Business News of Friday, 4 March 2005

Source: GNA

Lecturer questions low savings interest rate

Accra, March 4, GNA - A Senior Lecturer at the Economics Department of the University of Ghana, Augustine Gockel on Friday questioned the low savings interest rate, saying it was a disincentive to the public to save at the banks.

Savings deposit rates were such that customers lost significantly, Dr Gockel said.

He said the structure of the real interest rates for savings from December 2003 to December 2004 showed a consistent nosedive indicating a negative rate.

A document of Mr Gockel's analysis of the 2005 Budget copied to the Ghana News Agency, said as of December last year, the real interest rate on saving stood at -2.06 per cent.

This negative interest rate picture, according to the statistics he presented, occurred throughout 2003.

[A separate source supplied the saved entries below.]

PR #1233, opened 2024-04-09
SONARIAC-1400 Logic for Tracking Variable Usage in Azure Resource Manager Templates and Bicep Files

jonas-wielage-sonarsource:


iac-extensions/docker/src/main/java/org/sonar/iac/docker/symbols/Symbol.java
```diff
@@ -45,6 +44,8 @@ public void addUsage(Scope scope, DockerTree tree, Usage.Kind kind) {
     var usage = new Usage(scope, tree, kind);
     usages.add(usage);
     if (tree instanceof HasSymbol treeWithSymbol) {
+      // Each symbol usage only references previous usages
+      // This is done to easily to compute findLastAccessibleAssignedValue in ArgumentResolution
       treeWithSymbol.setSymbol(new Symbol(this));
```
jonas-wielage-sonarsource, line 49: I was confused during my implementation, so I looked why this was added to the Docker Symbol.
I found the discussion in https://github.com/SonarSource/sonar-iac/pull/586#discussion_r1129239346 and added the information as a comment.

iac-extensions/arm/src/main/java/org/sonar/iac/arm/visitors/ArmSymbolVisitor.java
```diff
@@ -0,0 +1,93 @@
...
+
+  private boolean shouldRegisterAsUsage(Identifier identifier) {
+    ArmTree identifierParent = identifier.parent();
+    if (identifierParent == null) {
+      return true;
+    }
+
+    try {
+      identifierParent.getKind();
+    } catch (UnsupportedOperationException e) {
```
jonas-wielage-sonarsource, line 87: I don't like that I need to catch UnsupportedOperationException for `Kinds`, maybe we should change something here...
Happens for example in `InterpolatedStringRightPieceImpl`

iac-extensions/arm/src/main/java/org/sonar/iac/arm/visitors/ArmSymbolVisitor.java
```diff
@@ -0,0 +1,93 @@
...
+    if (symbol != null) {
+      symbol.addUsage(symbolTable, identifier, Usage.Kind.ACCESS);
+
+    }
+  }
+
+  private boolean shouldRegisterAsUsage(Identifier identifier) {
+    ArmTree identifierParent = identifier.parent();
+    if (identifierParent == null) {
+      return true;
```
jonas-wielage-sonarsource, line 82: Could also register as false, basically irrelevant as we will never have an `Identifier` at the root...

iac-extensions/arm/src/main/java/org/sonar/iac/arm/visitors/ArmSymbolVisitor.java
rudy-regazzoni-sonarsource: From what I saw we only have 4 elements without kinds: `SyntaxToken` and the three Interpolated string parts.
Doesn't feel right to have those special use case, maybe we should create a `Kind` for them also.
This can probably be tackled in a separate ticket.

iac-extensions/arm/src/main/java/org/sonar/iac/arm/visitors/ArmSymbolVisitor.java
```diff
@@ -0,0 +1,90 @@
...
+ * Class used to visit a ArmTree and build symbols and their usages for variables.
+ * Those Symbol/Usage can later be used in checks to resolve Argument(really?) or to report issue variable flow.
+ */
+
+public class ArmSymbolVisitor extends TreeVisitor<InputFileContext> {
+  private static final EnumSet<ArmTree.Kind> PARENT_KIND_INDICATING_NO_USAGE = EnumSet.of(
+    ArmTree.Kind.VARIABLE_DECLARATION,
+    ArmTree.Kind.OUTPUT_DECLARATION,
+    ArmTree.Kind.PROPERTY);
+  private final SymbolTable symbolTable = new SymbolTable();
```
rudy-regazzoni-sonarsource, line 42: From my understanding, this will give all analyzed files the same `SymbolTable` instance.
I don't think this is expected, I would move this new `SymbolTable()` into `visitFile()`.
Also, I would add a test to show that two files analyzed get different `SymbolTable` and that those symbols does not reference each other.

iac-extensions/arm/src/test/java/org/sonar/iac/arm/visitors/AbstractArmSymbolVisitorTest.java
rudy-regazzoni-sonarsource, line 1: I understand the purpose of this class, and I believe it's a good thing, as it validates that both the Bicep and JSON ARM templates are validated the same way.
The only issue I have is that the code tested is in a separate file from the assertions/test themselves, which make it harder to understand/read the tests.
Do you think there could be an elegant solution where they could stay together? For example with `@ParameterizedTest` and a `@MethodSource` that would provide the parsed Bicep/Json AST?
This would also benefit us by putting the Bicep and JSON ARM close to each other so that we can easily see and check that they are properly equivalent.

rudy-regazzoni-sonarsource, line 1: The tests are missing assertions about the `symbol()` method of the AST nodes.
In your test, you retrieve symbols only from the `SymbolTable`, but I believe one of the other important features you are introducing is the ability to access symbols from the AST nodes.
Also, I believe an interesting assertion you can add concerns showing that we have different symbol instances between each reference.

rudy-regazzoni-sonarsource (dismissed):
Nice work! A lot of good things, I added comments about a few things that may be improved, let me know if you want to discuss some of them.

iac-extensions/arm/src/main/java/org/sonar/iac/arm/visitors/ArmSymbolVisitor.java
```diff
@@ -0,0 +1,90 @@
...
+      symbol.addUsage(symbolTable, identifier, Usage.Kind.ACCESS);
+    }
+  }
+
+  private static boolean shouldRegisterAsUsage(Identifier identifier) {
+    var identifierParent = identifier.parent();
+    if (identifierParent == null) {
+      // Identifier without parent are invalid, so should not register as usage
+      return false;
+    }
```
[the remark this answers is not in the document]
jonas-wielage-sonarsource: Yes, they shouldn't normally appear, but in case of a malformed AST this is mostly to prevent NPE's

iac-extensions/arm/src/main/java/org/sonar/iac/arm/visitors/ArmSymbolVisitor.java
jonas-wielage-sonarsource: Good catch!

iac-extensions/arm/src/test/java/org/sonar/iac/arm/visitors/AbstractArmSymbolVisitorTest.java
jonas-wielage-sonarsource: I agree, it's not optimal. I previously experimented with `@ParameterizedTest` and `@MethodSource`, but did come to a road block with this approach. I try to give it another go.

jonas-wielage-sonarsource: There are already tests in place, for `Identifier` it's in `SymbolTest.usageInIdentifierShouldBehaveAsExpected` (this was easier than searching for the `Identifier` node in the full AST, as the trees are completely different in Bicep and Json and the Identifier node is a lot of layers down.

jonas-wielage-sonarsource: There are already tests in place, for `Identifier` it's in `SymbolTest.usageInIdentifierShouldBehaveAsExpected` (this was easier than searching for the `Identifier` node in the full AST, as the trees are completely different in Bicep and Json and the Identifier node is a lot of layers down.

jonas-wielage-sonarsource: For `VariableDeclaration` this is asserted in `AbstractArmSymbolVisitorTest.assertSingleSymbolFromVariableDeclaration`
(Yes, it's difficult to find, I try to make the tests better)

jonas-wielage-sonarsource: > Also, I believe an interesting assertion you can add concerns showing that we have different symbol instances between each reference.

We don't have different symbol instances between each reference. Each variable will have the same symbol for every usage. 
In Docker it's as you described. There I added the comments to explain the behavior creating a new Symbol on every Access.

rudy-regazzoni-sonarsource: Thanks for the clarifications!

iac-extensions/arm/src/main/java/org/sonar/iac/arm/tree/impl/json/IdentifierImpl.java
```diff
@@ -55,4 +58,18 @@ public List<Tree> children() {
...
+    return symbol;
+  }
+
+  @Override
+  public void setSymbol(Symbol symbol) {
+    if (this.symbol != null) {
+      throw new IllegalArgumentException("A symbol is already set");
+    }
+    this.symbol = symbol;
+  }
```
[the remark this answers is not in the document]
jonas-wielage-sonarsource: I would like to keep it as is, to have the same approach as in Docker.

iac-extensions/arm/src/test/java/org/sonar/iac/arm/visitors/ArmSymbolVisitorTest.java
```diff
@@ -0,0 +1,459 @@
...
+        if (!code.isEmpty()) {
+          code += "\n";
+        }
+        code += outputValue;
+      }
+      return code;
+    }
+  }
+
+  private static String buildJsonFile(List<String> variables, String outputValue) {
```
rudy-regazzoni-sonarsource, line 430:
```suggestion
  private static String buildJsonFile(@Nullable List<String> variables, @Nullable String outputValue) {
```

iac-extensions/arm/src/test/java/org/sonar/iac/arm/visitors/ArmSymbolVisitorTest.java
```diff
@@ -0,0 +1,459 @@
...
+    } else {
+      return ArmTestUtils.parseBicep(code);
+    }
+  }
+
+  private static String fileWithDefaultVariableDeclaration(String language) {
+    return buildSourceCode(language, List.of(VARIABLE_DECLARATION.get(language)), null);
+  }
+
+  private static String buildSourceCode(String language, List<String> variableDeclarations, String outputValue) {
```
rudy-regazzoni-sonarsource, line 412:
```suggestion
  private static String buildSourceCode(String language, @Nullable List<String> variableDeclarations, @Nullable String outputValue) {
```

rudy-regazzoni-sonarsource (commented):

iac-extensions/arm/src/test/java/org/sonar/iac/arm/visitors/ArmSymbolVisitorTest.java
```diff
@@ -0,0 +1,459 @@
...
+    visitor.register(File.class, (ctx, tree) -> visited.add("file_visit"));
+    visitor.register(VariableDeclaration.class, (ctx, tree) -> visited.add("variable_declaration_visit"));
+    visitor.register(Identifier.class, (ctx, tree) -> visited.add("identifier_visit"));
+    visitor.scan(inputFileContext, file);
+
+    assertThat(visited).containsExactly(
+      "file_visit",
+      "variable_declaration_visit",
+      "identifier_visit");
+  }
```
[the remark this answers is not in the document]
jonas-wielage-sonarsource: I'm not exactly sure what you mean with this comment.

iac-extensions/arm/src/test/java/org/sonar/iac/arm/visitors/ArmSymbolVisitorTest.java
```diff
@@ -0,0 +1,459 @@
...
+      sb.append("      \"value\": \"");
+      sb.append(outputValue);
+      sb.append("\",\n");
+      sb.append("    }\n");
+      sb.append("  },");
+    }
+
+    sb.append("\n}");
+    return sb.toString();
+  }
```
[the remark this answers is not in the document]
jonas-wielage-sonarsource: That looks nice. Thanks for showing me this, I forgot we have the new syntax available.

iac-extensions/arm/src/test/java/org/sonar/iac/arm/visitors/ArmSymbolVisitorTest.java
```diff
@@ -0,0 +1,459 @@
...
+    "bicep;VAR;" + "var bar =  '${foo}ConcatToVariable'",
+    // access in function in variableDeclaration should create usage
+    "bicep;VAR;" + "var bar =  '${toLower(foo)}ConcatToVariable'",
+
+    // output
+    "bicep;OUT;" + "output foo string =  foo",
+
+    "json;VAR;" + "\"bar\": \"[variables('foo')]\"",
+    "json;VAR;" + "\"bar\": \"[concat(variables('foo'), '-addToVar')]\"",
+    "json;VAR;" + "\"bar\": \"[concat(toLower(variables('foo')), '-addToVar')]\""
```
mstachniuk, line 129: I guess the string concatenation here is used for better formatting the code and parameters visibility?
Maybe it is better to use `@MethodSource` and JUnit5 Arguments? Then the parameters are separated naturally by language syntax

iac-extensions/arm/src/test/java/org/sonar/iac/arm/visitors/ArmSymbolVisitorTest.java
```diff
@@ -0,0 +1,459 @@
...
+      .hasSize(1);
+  }
+
+  @ParameterizedTest
+  @MethodSource("languagesToTest")
+  void shouldOnlyCreateOneAccessUsageWhenRegisteringIdentifierMultipleTimes(String language) {
+    String code = ArmSourceCodeBuilder.create(language)
+      .addVariableDeclaration(VARIABLE_DECLARATION.get(language))
+      .addVariableDeclaration(VARIABLE_DECLARATION_WITH_USAGE.get(language))
+      .build();
```
mstachniuk, line 223: I have mixed feelings about the `ArmSourceCodeBuilder`. From one side it is a nice generic API, from the other side it is a test code and it is harder to imagine what will be the content of `code` after executing these few lines. 
It's ok to leave it as it is but maybe next time it is better to choose simpler approach.

mstachniuk (approved):
LGTM and please see my nitpicked comments

iac-extensions/arm/src/test/java/org/sonar/iac/arm/visitors/ArmSymbolVisitorTest.java
jonas-wielage-sonarsource: Yes I agree. I already started this in my next PR for Parameters, but I will change it here as well!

He presented his paper at a day's seminar on the 2005 Budget organised by the Institute of Statistical, Social and Economic Research (ISSER) in collaboration with CAL Merchant Bank.

Mr Gockel said interest spreads and the real cost of capital remained high, particularly for small and medium-size enterprise, which might constrain credit growth to the private sector.

On Treasury-Bill rates, he said all the three, the 91-day, 182-day and 0ne-year notes, declined to 17.08 per cent, 17.85 per cent and 17.85 per cent, in that order.

Mr Gockel said in real terms, as of December last year the rate was about 4.27 per cent but the return on long-term instruments such as the one-year note was now greater than the short-term 91-day and 182-day notes.

He said lending rates were high both in nominal and real terms. Besides, the spread between borrowing and lending rates was still high. Touching on inflation, Dr Gockel said high and variable inflation pressures had negative effects on financial intermediation and private capital formation.

He said because of cost irreversibility and asymmetric adjustment cost, inflation discouraged long-term investments.

Mr Gockel said generally the rate of the deprecation of the Cedi against the dollar had been marginal, both on the inter-bank market and the forex bureaux market.

The Cedi, he said, depreciated by 2.2 per cent in 2004 against the dollar, the lowest since the foreign exchange market was liberalized.